**Data**
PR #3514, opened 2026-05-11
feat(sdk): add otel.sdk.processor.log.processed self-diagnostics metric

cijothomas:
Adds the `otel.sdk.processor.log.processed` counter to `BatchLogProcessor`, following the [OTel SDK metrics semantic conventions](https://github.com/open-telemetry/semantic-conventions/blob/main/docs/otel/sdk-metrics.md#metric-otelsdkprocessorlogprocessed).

**What you have to do**
Search the data and copy each line containing "metric".

**Response box**
feat(sdk): add otel.sdk.processor.log.processed self-diagnostics metric
Adds the `otel.sdk.processor.log.processed` counter to `BatchLogProcessor`, following the [OTel SDK metrics semantic conventions](https://github.com/open-telemetry/semantic-conventions/blob/main/docs/otel/sdk-metrics.md#metric-otelsdkprocessorlogprocessed).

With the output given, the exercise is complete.